19/08/2025
DÍA INTERNACIONAL DE LA FOTOGRAFÍA
Contaré una pequeña parte de mi historia entre ella y yo, a propósito de celebrarse su día.
Nací y crecí en un estudio de fotografía, aunque acompañé a mi madre y padre a trabajar en muchas ocasiones, nunca en mi juventud la visualicé como la práctica que me daría tanto en la vida. En 1997 tenía 17 años, estudiaba por la noche el nivel secundario de educación y en el día trabajaba en un taller de remachado y pegado de fricciones que quedaba en el barrio que me vio nacer en Tegucigalpa.
Mi madre cansada de que llegara todo lleno de grasa y polvo, y claro, tramando que siguiera los pasos de dos generacionales en mi familia, me preguntó si me gustaría trabajar como fotógrafo. En ese momento no me agradó la propuesta, como ya había mencionado, la fotografía estaba en último lugar de mis prioridades. No negaré que cuando me comentó que podría ganar más dinero, mi interés aumentó y le dije que sí. Ella se puso en contacto con mi tío Aquiles Andino que trabajaba en periódico La Tribuna y él consiguió que me contrataran.
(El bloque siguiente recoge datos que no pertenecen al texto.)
PR #3187, opened 2024-01-29
Created interface for Query Router API

armanthepythonguy:
### Description
Created interface file for Interchain Query Router API

### Drive-by changes
IInterchainQueryRouter.sol created in the interfaces folder.

### Related issues

None

### Backward compatibility

Yes

### Testing

Manual


solidity/contracts/interfaces/IInterchainQueryRouter.sol
```diff
@@ -0,0 +1,36 @@
+// SPDX-License-Identifier: Apache-2.0
+pragma solidity ^0.8.13;
+
+import "../middleware/libs/Call.sol";
+
+interface IInterchainQueryRouter{
```
yorhodes, line 6: if we are going to have this explicit interface, would be nice to enforce this interface on the `InterchainQueryRouter` contract

yorhodes (changes requested):
for what its worth you can use the `InterchainQueryRouter` contract as an interface as well

solidity/contracts/interfaces/IInterchainQueryRouter.sol
armanthepythonguy: Have pushed required changes

yorhodes (approved):

PR #3190, opened 2024-01-30
feat: deploy new RC

paulbalaji:
resolves https://github.com/hyperlane-xyz/issues/issues/921

- [x] update testnet4
- [x] update mainnet3
- [x] estimate and add 10% gas limit buffer for contract deployment
- [x] drive-by add chain id to SmartProvider logs


typescript/sdk/src/providers/SmartProvider/SmartProvider.ts
paulbalaji, line 1: TODO: change how the network is logged

typescript/sdk/src/providers/SmartProvider/SmartProvider.ts
```diff
@@ -52,6 +53,8 @@ export class HyperlaneSmartProvider
     super(network);
     const supportedMethods = new Set<ProviderMethod>();
 
+    this.logger = debug(`hyperlane:SmartProvider:${this.network.chainId}`);
```
jmrossy, line 56: good idea!

jmrossy (approved):
LGTM but recommend a 2nd review for the infra artifact changes since I'm not very familiar with that

paulbalaji:
> LGTM but recommend a 2nd review for the infra artifact changes since I'm not very familiar with that

@tkporter @yorhodes probably a good shout here

typescript/helloworld/src/scripts/deploy.ts
```diff
@@ -18,7 +21,11 @@ async function main() {
   multiProvider.setSharedSigner(signer);
 
   const core = HyperlaneCore.fromEnvironment('testnet', multiProvider);
-  const config = core.getRouterConfig(signer.address);
+  const config = objFilter(
+    core.getRouterConfig(signer.address),
+    (chainName, _): _ is RouterConfig =>
+      chainMetadata[chainName].protocol === ProtocolType.Ethereum,
```
yorhodes, line 27: this continues to be necessary in more and more places :(

typescript/infra/config/environments/mainnet3/helloworld/rc/addresses.json
yorhodes, line 1: nice!

typescript/infra/scripts/funding/fund-keys-from-deployer.ts
```diff
@@ -167,6 +166,7 @@ const desiredKathyBalancePerChain: ChainMap<string> = {
   scroll: '0.05',
   base: '0.05',
   polygonzkevm: '0.05',
+  viction: '0.05',
```
yorhodes, line 169: nice catch
is inevm missing here too?

typescript/sdk/src/providers/MultiProvider.ts
```diff
@@ -289,9 +289,22 @@ export class MultiProvider<MetaExt = {}> extends ChainMetadataManager<MetaExt> {
...
+    // estimate gas
+    const deployTx = contractFactory.getDeployTransaction(...params, overrides);
+    const gasEstimated = await signer.estimateGas(deployTx);
+
+    // deploy with 10% buffer on gas limit
+    const contract = await contractFactory.deploy(...params, {
+      ...overrides,
+      gasLimit: gasEstimated.add(gasEstimated.div(10)), // 10% buffer
+    });
+
```
yorhodes, line 306: curious when the gas limit of a CREATE tx would change?

typescript/sdk/src/providers/SmartProvider/SmartProvider.ts
yorhodes: should we use network.name here?

typescript/infra/scripts/deploy.ts
```diff
@@ -111,7 +113,10 @@ async function main() {
     deployer = new TestQuerySenderDeployer(multiProvider);
   } else if (module === Modules.HELLO_WORLD) {
     const core = HyperlaneCore.fromEnvironment(env, multiProvider);
-    config = core.getRouterConfig(envConfig.owners);
+    config = objFilter(
+      core.getRouterConfig(envConfig.owners),
```
yorhodes, line 117: I wonder if we should actually implement this filtering inside the `core.getRouterConfig`
the core implementation here is EVM specific

yorhodes (approved):

typescript/sdk/src/providers/MultiProvider.ts
paulbalaji: possible from RPC problems leading to misestimation? I've encountered issues on polygon, bsc, goerli and a few others where the tx fails because the gas limit automatically set is _just_ lower than required

typescript/infra/scripts/deploy.ts
paulbalaji: not a bad shout - didn't want to do that initially in case it affected something else but if it's EVM specific anyway...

No puedo decir que al principio fue algo que me apasionaba, al contrario. La primera asignación que me dieron fue cubrir algo en los juzgados de Tegucigalpa, capital de Honduras; quienes han cubierto esa fuente sabrán lo difícil que es, y más cuando no se tiene ninguna experiencia en el área visual o la comunicación. Antes de salir recibí los consejos del fotógrafo Juan Ramón Sosa (QEPD), para la cobertura y de Omar Banegas sobre el laboratorio de blanco y negro. No quería proseguir sin mencionarlos, llevo eterno agradecimiento por el apoyo a alguien que aún no tenía destrezas ni metas trazadas en la vida, sus sugerencias aportaron a forjar mi presente, sin duda.
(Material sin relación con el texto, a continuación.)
Issue #2586, opened 2023-08-01
`get_next_range` errors are not gracefully handled and result in a panic


tkporter:
If `get_next_range` gives an error in the validator or relayer, contract sync does not gracefully handle this and the agent will panic. We should gracefully handle this

cc @daniel-savu who also spotted

nambrot:
When will this error?

PR #3191, opened 2024-01-30
fix: potential rate-limiting bugfix

daniel-savu:
### Related issues

- Fixes https://github.com/hyperlane-xyz/hyperlane-monorepo/issues/2586

### DIFF
--- a/rust/hyperlane-base/src/contract_sync/mod.rs
+++ b/rust/hyperlane-base/src/contract_sync/mod.rs
@@ -1,4 +1,6 @@
-use std::{collections::HashSet, fmt::Debug, hash::Hash, marker::PhantomData, sync::Arc};
+use std::{
+    collections::HashSet, fmt::Debug, hash::Hash, marker::PhantomData, sync::Arc, time::Duration,
+};
 
 use cursor::*;
 use derive_new::new;
@@ -16,6 +18,8 @@ use crate::settings::IndexSettings;
 mod cursor;
 mod eta_calculator;
 mod metrics;
+
+const SLEEP_MS: u64 = 5_000;
 
 /// Entity that drives the syncing of an agent's db with on-chain data.
 /// Extracts chain-specific data (emitted checkpoints, messages, etc) from an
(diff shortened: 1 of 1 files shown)


rust/hyperlane-base/src/contract_sync/mod.rs
```diff
@@ -60,13 +64,16 @@ where
         loop {
             indexed_height.set(cursor.latest_block() as i64);
             let Ok((action, eta)) = cursor.next_action().await else {
+                sleep(Duration::from_millis(SLEEP_MS)).await;
                 continue;
             };
-            match action {
-                CursorAction::Query(range) => {
+            let sleep_duration = match action {
+                CursorAction::Query(range) => loop {
```
daniel-savu, line 71: using `loop` so I can break with a return value (the sleep duration)

rust/hyperlane-base/src/contract_sync/mod.rs
```diff
@@ -77,16 +84,22 @@ where
                         "Found log(s) in index range"
                     );
                     // Store deliveries
-                    let stored = self.db.store_logs(&logs).await?;
+                    let Ok(stored) = self.db.store_logs(&logs).await else {
```
daniel-savu, line 87: unsure if it's worth sleeping for these ones - I'm assuming this one and the one below _should_ be propagated

rust/hyperlane-base/src/contract_sync/mod.rs
tkporter: interesting, can you maybe add this as an in-code comment too

rust/hyperlane-base/src/contract_sync/mod.rs
```diff
@@ -17,6 +19,8 @@ mod cursor;
 mod eta_calculator;
 mod metrics;
 
+const SLEEP_MS: u64 = 5_000;
```
tkporter, line 22: Fwiw Duration::from_millis is const and Copy so we could change line 70's `sleep_duration` to be a `Duration` instead of u64, also that way we don't need this logic `duration.as_millis().try_into().unwrap_or(SLEEP_MS)` on line 99

tkporter (approved):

En el juzgado estaba perdido, sentía hasta vergüenza de cargar una cámara, aún recuerdo esa sensación terrible de la cual hoy, casi 28 años después, es un recuerdo, pues la fotografía se ha convertido en mi motor. No sé si soy buen o mal fotógrafo, pero si sé que he disfrutado tanto a tal punto que se ha convertido en una especie de analgésico, que me ha dado sosiego en los momentos más oscuros de mi paso por este mundo.